[Dataset items]
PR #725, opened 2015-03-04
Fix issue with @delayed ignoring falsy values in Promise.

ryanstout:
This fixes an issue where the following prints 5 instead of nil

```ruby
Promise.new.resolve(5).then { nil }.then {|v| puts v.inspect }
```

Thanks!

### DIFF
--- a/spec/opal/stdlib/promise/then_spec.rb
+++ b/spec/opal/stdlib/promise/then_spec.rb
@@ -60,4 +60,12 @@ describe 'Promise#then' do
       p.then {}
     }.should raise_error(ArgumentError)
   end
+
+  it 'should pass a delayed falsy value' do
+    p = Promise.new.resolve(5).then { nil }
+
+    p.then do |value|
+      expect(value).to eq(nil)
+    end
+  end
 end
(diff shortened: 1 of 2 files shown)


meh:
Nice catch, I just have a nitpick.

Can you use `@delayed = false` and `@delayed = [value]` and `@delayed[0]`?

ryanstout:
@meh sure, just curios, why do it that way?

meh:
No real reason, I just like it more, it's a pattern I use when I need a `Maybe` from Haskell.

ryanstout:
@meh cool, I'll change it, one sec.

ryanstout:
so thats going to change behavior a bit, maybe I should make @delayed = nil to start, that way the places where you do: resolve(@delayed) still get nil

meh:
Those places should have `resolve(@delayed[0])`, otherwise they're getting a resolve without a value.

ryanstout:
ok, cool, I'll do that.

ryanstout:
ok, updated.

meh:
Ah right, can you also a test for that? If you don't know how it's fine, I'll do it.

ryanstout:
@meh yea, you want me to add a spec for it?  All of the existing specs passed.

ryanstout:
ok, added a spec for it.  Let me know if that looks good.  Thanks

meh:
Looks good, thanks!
---
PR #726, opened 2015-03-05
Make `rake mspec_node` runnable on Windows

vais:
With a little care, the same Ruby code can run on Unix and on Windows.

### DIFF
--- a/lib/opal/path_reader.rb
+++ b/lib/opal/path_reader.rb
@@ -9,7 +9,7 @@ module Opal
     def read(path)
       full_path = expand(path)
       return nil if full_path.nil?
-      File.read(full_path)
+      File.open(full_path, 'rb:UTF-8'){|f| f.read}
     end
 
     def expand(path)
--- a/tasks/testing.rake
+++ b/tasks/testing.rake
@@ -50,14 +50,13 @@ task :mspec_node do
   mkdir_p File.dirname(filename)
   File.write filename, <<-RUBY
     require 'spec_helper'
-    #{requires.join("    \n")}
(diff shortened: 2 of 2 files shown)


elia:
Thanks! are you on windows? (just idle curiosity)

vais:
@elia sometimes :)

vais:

■ EXERCISE OBJECTIVE ■
Working from the data above, extract solely the lines from the one containing "existing specs passed." through the one containing "Looks good, thanks!", exactly as they appear, both included.

■ EXERCISE ANSWER ■
@meh yea, you want me to add a spec for it?  All of the existing specs passed.

ryanstout:
ok, added a spec for it.  Let me know if that looks good.  Thanks

meh:
Looks good, thanks!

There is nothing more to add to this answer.